In light of high-level meetings regarding the financial state of the sugar industry, workers were finally paid but only after information surfaced that several categories of employees had not been paid for their services for about two weeks.
At Tuesday’s Cabinet meeting, the Guyana Sugar Corporation’s (GuySuCo) request for urgent monies was granted which paved the way for workers across the estates to receive their salaries.This publication was told that workers at Uitvlugt and at Wales received their weekly salaries by Wednesday afternoon.
The disbursements for workers at Wales followed a nearly three-hour meeting at that entity on Wednesday morning where workers, in some tense moments, had demanded to know why they weren’t paid up to that point. Many workers had earlier contended that their dwindling finances were affecting their ability to feed and send their children to school and to meet other financial needs. This publication was made aware that the lack of finances during the period also hit the village economy.
It was reported in the media that the industry’s “cash-strapped” status was directly impacting workers. Workers across the industry were turning up at the various estates only to be told that there was no money available to pay them.
Workers still attached at the downsized Wales Sugar Estate had been called to a meeting on Monday, where they were informed of the industry’s financial state. When workers inquired as to when they will be receiving payments, officials at Wales were, at that time, reportedly reluctant to commit to a date but said that as soon as finances are available, the sugar workers would be paid.
On Monday, Prime Minister Moses Nagamootoo along with GuySuCo’s Chairman of the Board of Directors, Clive Thomas and Chief Executive Officer, Errol Hanoman, met to discuss “urgent cash flow relative to wages, salaries and other payments at GuySuCo.”
GuySuCo had revealed that at the high-level meeting, it was agreed on the steps to be taken to ensure the employees are paid for services provided to the Corporation for the past week. GuySuCo had disclosed that the Chairman and the CEO were “given assurances that the matter is being given the utmost consideration by the Government and the Corporation.”
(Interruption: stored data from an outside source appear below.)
PR #20270, opened 2025-09-25
feat(protocol): integrate signal service with shasta

### LINKED ISSUE #20010: Implement ISyncBlockManager and consume from Signal Service
The new inbox expects an `ISyncBlockManager` contract where it will store the block hash and state root of synced blocks. This should be consumed by the signal service instead of the current approach where state roots are stored as signals.

A few decisions we still need to think trough: 
- Implement the ISyncBlockManager in a separate contract vs just use the SignalService. One solution I like is doing an abstract [CommitmentStore](https://github.com/OpenZeppelin/minimal-rollup/blob/main/src/protocol/CommitmentStore.sol) and inheriting in the SS like we did on the minimal-rollup.
- Should we store every finalized block? for gas efficiency we might want to store only one every X finalized blocks for example, where X is a configurable parameter.
- Should the ISyncBlockManager implementation use a ring buffer to optimize storage? This is very likely yes, but we need to decide how big the ring buffer should be. If it is too small, then merkle proofs that were created become stale too quickly

### LINKED ISSUE #20011: Simplify SignalService
The current version of the SignalService is overly complex. We can use shasta as an opportunity to simplify it, **but we need to make sure we can upgrade the contract to the new version and have a way to still verify pending messages or a plan to deal with it**.

A non-exhaustive list of things that can be simplified:
1. remove hop signals
2. remove storing state roots as signals

ggonzalez94:
Fixes #20011 , Fixes #20010 
# Signal Service Integration for Shasta

## Summary

This PR integrates SignalService with Shasta while maintaining ABI compatibility for sending and verifying signals. Key improvements include:

- **Removed all hop logic** and retained only the message structure, significantly simplifying the implementation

At present, the Guyana Sugar Corporation employs close to 17,000 people but it has been estimated that its planned downsizing could directly affect the livelihoods of some 10,000 sugar workers and thousands more via their family members and communities that depend on the sugar industry.
Government has long contended that the necessary measures to re-organise sugar must be implemented for it to be sustained and the Wales Estate was the first entity to be closed under the policy decision which was met with much criticism and protests.